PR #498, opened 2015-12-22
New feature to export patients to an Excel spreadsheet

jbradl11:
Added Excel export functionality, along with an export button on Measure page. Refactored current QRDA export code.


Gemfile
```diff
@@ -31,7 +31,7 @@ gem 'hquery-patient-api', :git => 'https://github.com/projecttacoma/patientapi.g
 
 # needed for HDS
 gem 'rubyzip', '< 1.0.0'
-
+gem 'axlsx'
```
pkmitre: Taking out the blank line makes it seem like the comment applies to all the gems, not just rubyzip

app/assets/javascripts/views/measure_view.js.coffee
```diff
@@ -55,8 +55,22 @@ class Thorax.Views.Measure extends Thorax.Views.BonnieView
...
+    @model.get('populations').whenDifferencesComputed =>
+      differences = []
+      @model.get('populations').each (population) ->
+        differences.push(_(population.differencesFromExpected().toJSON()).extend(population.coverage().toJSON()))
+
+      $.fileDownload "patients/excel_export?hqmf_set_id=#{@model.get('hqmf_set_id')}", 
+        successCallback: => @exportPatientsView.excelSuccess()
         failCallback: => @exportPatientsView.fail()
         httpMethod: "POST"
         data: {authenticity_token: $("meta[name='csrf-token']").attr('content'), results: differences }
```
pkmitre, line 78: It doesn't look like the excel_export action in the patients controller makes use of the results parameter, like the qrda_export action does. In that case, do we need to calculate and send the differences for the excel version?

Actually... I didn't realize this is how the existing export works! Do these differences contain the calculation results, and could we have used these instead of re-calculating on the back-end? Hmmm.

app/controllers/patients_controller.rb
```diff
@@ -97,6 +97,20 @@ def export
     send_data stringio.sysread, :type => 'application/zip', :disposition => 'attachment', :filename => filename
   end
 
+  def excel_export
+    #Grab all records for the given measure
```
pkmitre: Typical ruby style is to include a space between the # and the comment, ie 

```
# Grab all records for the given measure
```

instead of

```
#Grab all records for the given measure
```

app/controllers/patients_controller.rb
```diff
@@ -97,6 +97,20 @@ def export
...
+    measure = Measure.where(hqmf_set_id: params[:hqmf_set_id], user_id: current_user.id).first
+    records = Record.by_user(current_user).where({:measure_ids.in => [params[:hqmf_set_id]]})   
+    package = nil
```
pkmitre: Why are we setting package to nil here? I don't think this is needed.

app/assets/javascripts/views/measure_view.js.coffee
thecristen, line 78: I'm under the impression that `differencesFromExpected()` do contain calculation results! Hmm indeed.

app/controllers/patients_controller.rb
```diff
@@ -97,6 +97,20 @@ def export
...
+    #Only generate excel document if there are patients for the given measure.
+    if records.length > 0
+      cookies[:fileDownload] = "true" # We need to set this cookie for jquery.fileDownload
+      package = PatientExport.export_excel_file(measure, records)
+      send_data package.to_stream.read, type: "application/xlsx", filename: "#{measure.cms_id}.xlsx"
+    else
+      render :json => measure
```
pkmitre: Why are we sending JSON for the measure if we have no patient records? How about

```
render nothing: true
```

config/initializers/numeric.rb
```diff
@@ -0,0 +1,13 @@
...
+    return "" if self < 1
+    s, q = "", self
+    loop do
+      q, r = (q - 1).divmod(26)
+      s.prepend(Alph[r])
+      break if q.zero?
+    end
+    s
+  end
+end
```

...

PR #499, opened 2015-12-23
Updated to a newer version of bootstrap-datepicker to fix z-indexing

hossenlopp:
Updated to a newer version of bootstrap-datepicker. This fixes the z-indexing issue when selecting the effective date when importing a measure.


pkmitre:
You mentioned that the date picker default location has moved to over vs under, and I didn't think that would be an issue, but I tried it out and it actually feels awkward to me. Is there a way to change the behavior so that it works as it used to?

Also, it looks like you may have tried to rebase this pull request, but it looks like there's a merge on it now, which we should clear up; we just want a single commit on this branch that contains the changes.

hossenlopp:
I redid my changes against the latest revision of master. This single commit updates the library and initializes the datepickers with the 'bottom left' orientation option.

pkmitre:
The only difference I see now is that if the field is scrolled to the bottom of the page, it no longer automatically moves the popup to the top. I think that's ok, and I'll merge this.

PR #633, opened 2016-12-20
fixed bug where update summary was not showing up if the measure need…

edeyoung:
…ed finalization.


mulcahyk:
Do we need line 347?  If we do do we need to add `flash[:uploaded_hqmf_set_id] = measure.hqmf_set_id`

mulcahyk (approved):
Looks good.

...

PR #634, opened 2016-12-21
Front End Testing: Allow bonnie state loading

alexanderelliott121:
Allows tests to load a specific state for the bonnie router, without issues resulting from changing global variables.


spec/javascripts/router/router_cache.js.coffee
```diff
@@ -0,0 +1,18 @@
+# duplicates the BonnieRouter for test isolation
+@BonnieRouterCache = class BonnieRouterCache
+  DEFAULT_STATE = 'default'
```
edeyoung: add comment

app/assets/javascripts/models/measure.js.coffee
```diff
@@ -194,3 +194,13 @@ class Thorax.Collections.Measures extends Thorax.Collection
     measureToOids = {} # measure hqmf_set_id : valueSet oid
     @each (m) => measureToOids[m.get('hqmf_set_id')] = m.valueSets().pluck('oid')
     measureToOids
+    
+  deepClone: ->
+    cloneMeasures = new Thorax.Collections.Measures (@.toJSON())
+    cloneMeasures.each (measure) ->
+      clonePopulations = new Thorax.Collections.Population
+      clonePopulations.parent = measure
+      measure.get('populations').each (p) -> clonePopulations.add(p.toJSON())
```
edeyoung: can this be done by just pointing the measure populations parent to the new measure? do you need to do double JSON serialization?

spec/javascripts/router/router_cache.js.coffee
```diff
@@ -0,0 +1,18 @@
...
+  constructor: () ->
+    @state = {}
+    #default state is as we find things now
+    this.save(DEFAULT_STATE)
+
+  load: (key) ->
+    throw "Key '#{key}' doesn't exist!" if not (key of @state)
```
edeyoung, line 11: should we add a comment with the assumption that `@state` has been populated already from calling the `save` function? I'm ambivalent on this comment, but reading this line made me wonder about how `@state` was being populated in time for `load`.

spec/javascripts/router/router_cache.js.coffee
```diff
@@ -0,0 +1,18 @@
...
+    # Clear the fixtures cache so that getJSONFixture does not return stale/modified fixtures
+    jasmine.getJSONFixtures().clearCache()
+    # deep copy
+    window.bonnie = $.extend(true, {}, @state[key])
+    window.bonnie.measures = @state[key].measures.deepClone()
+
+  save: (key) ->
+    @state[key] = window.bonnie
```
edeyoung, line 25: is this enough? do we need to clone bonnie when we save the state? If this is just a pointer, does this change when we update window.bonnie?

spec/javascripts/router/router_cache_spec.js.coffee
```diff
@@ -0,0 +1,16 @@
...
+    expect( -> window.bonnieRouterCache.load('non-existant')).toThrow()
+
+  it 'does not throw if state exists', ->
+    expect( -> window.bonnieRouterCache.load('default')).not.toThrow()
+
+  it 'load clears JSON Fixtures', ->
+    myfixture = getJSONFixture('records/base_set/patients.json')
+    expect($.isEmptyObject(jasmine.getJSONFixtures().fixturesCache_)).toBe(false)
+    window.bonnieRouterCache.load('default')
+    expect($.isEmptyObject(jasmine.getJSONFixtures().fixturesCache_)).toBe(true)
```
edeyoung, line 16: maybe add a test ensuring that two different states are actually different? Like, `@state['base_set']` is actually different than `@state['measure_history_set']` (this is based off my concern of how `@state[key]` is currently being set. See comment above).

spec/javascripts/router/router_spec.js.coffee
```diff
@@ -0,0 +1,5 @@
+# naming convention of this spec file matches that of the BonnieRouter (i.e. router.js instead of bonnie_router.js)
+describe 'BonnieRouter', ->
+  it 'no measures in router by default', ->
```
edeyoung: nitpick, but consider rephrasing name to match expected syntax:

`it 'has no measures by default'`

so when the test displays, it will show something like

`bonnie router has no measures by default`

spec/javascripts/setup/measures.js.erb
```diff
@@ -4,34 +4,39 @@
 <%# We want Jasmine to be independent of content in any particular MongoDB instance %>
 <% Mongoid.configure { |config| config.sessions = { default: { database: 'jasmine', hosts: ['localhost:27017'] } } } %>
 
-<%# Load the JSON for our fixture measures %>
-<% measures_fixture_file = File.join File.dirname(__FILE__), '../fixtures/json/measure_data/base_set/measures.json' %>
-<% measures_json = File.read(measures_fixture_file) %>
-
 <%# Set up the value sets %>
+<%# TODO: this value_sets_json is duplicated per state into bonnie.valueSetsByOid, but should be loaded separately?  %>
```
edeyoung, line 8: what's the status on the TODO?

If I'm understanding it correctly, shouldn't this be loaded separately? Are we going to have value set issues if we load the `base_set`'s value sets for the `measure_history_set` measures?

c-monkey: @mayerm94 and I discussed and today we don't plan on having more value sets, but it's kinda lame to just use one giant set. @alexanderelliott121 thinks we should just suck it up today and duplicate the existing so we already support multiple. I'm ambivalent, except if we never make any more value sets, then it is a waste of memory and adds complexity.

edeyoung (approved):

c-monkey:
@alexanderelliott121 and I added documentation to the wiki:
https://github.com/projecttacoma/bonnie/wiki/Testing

**GOAL OF THE EXERCISE:** Tally lines in the listing above that include the word "parent"; respond with that number only.

**RESULT:** 2